Exercise requirements: The word "noiea" may appear in lines of the data below. Say how many lines hold it, giving only the number.

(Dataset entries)
---+---

PR #501, opened 2018-01-08
hopefully this wont summon cthulu, but this changes the makemaker to …

dougli1sqrd:
…generate targets for noiea goa_uniprot_all

### DIFF
--- a/pipeline/util/generate-makefile.py
+++ b/pipeline/util/generate-makefile.py
@@ -11,7 +11,7 @@ import yaml
 from json import dumps
 
 SKIP = ["goa_pdb", "goa_uniprot_gcrp"]
-ONLY_GAF = ["goa_uniprot_all"]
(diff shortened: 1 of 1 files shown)


kltm:
I suspect this will either break or fall through the sanity checks, but it's probably to get this worked out early in the month.

dougli1sqrd:
Oh maybe. It seems like it's a super set of what we were doing before. As in, we just do extra processing on the noiea, and other downstream stuff won't know the difference? Maybe? haha, Whatever I can do to help.

kltm:
Discussed with @dougli1sqrd . He'll do some testing with the sanity scripts and get a version working with the `iteration` branch.

dougli1sqrd:
Looking over your sanity script, I anticipate fewer problems than maybe you thought? But only experiment will show...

---+---

Result below: 2